### Exercise requirements
Take each line of the data that contains the string "destroying" and copy it.
|---|
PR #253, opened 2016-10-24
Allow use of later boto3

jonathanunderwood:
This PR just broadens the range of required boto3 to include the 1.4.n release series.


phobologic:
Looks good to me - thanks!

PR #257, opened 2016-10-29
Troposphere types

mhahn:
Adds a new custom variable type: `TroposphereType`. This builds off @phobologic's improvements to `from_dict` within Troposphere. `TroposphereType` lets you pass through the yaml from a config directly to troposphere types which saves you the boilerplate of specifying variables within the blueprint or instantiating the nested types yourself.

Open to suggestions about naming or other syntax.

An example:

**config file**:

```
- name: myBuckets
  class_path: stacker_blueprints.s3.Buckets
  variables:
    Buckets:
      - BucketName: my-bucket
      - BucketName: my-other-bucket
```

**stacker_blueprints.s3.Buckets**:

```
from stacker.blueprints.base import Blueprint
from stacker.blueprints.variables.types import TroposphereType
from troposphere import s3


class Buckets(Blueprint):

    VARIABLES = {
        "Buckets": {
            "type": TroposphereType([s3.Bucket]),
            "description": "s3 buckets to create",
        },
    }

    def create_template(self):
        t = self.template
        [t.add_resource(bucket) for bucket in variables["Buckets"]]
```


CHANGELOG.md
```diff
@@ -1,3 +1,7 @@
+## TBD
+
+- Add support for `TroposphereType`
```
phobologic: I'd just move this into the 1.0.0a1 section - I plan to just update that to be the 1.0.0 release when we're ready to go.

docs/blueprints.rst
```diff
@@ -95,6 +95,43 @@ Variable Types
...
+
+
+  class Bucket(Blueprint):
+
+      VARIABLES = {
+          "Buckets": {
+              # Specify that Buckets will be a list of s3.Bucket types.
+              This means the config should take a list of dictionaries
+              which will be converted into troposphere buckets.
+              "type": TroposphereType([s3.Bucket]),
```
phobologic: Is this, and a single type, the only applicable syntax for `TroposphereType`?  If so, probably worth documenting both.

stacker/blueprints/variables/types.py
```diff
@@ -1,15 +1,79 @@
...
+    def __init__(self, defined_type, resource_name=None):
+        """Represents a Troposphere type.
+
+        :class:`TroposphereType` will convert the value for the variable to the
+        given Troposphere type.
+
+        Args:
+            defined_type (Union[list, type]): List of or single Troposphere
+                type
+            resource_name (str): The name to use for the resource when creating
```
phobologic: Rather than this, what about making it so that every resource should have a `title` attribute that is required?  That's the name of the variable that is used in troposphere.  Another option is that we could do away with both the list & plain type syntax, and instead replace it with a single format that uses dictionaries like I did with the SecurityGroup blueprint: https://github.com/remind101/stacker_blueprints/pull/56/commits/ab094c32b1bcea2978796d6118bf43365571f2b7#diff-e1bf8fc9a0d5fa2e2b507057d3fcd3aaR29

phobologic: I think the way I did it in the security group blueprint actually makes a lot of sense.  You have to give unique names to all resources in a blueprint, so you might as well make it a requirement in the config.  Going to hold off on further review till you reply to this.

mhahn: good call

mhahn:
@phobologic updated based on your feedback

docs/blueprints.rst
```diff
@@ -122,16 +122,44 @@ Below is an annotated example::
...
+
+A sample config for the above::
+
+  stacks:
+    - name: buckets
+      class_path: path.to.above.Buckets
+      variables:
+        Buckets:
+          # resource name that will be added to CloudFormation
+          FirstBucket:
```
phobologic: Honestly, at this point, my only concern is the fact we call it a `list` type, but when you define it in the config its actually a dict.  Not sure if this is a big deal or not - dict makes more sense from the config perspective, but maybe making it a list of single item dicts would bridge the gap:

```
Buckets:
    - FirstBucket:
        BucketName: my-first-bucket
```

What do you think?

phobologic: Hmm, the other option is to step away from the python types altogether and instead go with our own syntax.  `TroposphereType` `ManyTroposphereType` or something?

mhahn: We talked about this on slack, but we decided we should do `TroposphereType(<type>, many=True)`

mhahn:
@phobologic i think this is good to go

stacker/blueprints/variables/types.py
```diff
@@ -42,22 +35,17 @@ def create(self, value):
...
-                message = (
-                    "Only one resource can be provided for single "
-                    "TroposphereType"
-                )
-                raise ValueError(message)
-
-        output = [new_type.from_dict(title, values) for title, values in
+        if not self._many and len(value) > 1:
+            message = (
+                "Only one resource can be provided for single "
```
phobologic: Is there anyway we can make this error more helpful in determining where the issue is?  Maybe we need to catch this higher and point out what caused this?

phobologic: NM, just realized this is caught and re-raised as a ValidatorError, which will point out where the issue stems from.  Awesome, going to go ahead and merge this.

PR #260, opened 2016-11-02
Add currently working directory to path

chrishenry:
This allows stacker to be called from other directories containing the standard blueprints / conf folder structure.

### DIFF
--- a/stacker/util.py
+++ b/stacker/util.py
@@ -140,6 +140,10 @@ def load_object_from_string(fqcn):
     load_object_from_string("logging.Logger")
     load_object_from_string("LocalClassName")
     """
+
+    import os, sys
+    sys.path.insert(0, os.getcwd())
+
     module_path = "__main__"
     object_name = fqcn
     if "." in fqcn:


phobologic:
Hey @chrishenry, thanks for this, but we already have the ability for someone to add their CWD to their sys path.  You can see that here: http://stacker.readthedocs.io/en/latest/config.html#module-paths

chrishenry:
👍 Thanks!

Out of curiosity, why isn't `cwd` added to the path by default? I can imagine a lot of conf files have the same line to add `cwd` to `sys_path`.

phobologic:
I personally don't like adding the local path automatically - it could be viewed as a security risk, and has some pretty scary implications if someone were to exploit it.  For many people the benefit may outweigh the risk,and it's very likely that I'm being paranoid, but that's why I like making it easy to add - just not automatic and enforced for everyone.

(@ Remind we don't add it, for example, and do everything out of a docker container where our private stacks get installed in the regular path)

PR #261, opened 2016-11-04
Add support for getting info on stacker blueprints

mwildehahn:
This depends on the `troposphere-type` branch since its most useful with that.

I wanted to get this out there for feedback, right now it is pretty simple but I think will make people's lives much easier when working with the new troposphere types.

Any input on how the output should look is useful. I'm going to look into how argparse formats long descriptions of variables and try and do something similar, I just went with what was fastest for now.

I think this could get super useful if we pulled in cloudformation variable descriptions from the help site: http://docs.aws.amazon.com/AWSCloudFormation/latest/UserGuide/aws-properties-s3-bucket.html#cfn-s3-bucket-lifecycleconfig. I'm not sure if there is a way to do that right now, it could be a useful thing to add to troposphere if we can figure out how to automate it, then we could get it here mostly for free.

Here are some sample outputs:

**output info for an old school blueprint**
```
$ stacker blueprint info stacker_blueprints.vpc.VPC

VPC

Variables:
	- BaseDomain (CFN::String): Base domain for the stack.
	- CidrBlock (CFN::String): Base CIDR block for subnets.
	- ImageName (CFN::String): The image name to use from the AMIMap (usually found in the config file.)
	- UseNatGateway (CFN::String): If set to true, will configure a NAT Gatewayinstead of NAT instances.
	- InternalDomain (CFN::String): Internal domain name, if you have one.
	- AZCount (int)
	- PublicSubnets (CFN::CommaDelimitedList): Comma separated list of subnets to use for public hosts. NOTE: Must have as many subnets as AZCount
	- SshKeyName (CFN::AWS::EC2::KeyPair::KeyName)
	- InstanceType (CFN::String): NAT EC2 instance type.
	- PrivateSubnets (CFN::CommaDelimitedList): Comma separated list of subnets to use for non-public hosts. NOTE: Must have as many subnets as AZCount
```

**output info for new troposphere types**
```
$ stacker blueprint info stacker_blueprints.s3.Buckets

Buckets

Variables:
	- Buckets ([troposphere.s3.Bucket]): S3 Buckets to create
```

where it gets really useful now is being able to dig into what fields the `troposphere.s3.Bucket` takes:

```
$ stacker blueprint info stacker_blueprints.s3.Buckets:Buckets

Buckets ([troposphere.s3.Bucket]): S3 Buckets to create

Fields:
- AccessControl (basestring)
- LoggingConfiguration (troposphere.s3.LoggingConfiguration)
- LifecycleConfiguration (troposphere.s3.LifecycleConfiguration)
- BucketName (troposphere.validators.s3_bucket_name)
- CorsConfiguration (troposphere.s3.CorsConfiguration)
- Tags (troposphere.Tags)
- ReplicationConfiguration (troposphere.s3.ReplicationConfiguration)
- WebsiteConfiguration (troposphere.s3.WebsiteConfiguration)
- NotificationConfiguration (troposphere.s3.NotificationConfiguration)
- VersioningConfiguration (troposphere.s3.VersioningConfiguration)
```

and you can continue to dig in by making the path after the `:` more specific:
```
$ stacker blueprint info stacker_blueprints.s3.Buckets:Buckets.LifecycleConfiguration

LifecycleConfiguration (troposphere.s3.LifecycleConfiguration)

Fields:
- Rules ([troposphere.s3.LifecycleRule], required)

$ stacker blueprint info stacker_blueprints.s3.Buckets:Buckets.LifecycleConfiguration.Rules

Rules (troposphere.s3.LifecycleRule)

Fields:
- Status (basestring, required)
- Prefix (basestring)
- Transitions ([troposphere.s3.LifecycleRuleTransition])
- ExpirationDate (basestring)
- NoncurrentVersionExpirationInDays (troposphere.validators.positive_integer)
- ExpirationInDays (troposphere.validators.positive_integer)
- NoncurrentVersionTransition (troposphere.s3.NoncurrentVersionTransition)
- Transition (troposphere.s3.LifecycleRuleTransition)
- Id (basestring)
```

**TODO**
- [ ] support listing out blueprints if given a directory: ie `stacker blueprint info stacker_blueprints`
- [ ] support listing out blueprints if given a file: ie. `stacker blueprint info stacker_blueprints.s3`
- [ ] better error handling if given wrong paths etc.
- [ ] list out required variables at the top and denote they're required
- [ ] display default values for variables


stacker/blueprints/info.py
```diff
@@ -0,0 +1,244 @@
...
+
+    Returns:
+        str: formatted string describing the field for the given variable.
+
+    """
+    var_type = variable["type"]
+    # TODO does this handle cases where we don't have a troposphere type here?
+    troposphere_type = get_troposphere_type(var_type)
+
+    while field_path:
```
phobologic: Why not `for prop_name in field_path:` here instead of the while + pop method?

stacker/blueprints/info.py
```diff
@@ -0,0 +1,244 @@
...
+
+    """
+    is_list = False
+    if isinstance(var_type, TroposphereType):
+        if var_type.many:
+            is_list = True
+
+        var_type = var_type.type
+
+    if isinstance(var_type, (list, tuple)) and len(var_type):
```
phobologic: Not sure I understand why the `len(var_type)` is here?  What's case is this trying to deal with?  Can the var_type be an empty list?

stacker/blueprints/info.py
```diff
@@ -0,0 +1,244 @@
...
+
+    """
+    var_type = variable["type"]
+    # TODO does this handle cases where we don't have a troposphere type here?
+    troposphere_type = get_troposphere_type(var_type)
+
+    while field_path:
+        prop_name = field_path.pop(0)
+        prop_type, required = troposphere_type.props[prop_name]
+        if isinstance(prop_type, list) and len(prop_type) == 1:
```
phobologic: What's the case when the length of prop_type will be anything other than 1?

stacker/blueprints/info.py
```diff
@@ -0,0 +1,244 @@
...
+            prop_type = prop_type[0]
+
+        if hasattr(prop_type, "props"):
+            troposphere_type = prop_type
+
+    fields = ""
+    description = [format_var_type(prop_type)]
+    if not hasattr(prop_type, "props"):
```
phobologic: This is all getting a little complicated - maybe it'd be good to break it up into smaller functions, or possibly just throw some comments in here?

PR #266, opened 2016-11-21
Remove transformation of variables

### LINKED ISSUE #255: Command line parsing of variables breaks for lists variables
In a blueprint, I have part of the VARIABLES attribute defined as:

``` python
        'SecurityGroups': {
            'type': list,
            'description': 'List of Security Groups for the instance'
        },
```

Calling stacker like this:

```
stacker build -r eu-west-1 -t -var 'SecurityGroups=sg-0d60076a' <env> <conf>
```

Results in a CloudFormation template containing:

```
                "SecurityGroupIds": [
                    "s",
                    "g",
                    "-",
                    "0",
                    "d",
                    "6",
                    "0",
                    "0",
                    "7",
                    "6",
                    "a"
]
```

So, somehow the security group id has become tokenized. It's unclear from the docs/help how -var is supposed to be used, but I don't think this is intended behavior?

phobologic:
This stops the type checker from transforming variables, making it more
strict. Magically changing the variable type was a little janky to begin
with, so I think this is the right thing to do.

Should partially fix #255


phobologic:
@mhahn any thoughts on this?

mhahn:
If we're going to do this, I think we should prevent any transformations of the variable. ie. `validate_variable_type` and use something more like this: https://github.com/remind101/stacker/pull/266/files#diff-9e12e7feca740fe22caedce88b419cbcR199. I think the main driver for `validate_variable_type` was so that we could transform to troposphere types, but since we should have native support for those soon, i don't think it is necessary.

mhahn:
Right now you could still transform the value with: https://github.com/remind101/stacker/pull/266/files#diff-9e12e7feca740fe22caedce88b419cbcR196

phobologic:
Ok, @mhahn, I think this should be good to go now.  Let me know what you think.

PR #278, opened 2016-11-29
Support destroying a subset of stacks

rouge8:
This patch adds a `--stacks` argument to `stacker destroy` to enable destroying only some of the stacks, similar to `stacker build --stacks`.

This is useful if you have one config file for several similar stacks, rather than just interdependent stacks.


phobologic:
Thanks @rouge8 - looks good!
|---|
### Task output
Support destroying a subset of stacks
This patch adds a `--stacks` argument to `stacker destroy` to enable destroying only some of the stacks, similar to `stacker build --stacks`.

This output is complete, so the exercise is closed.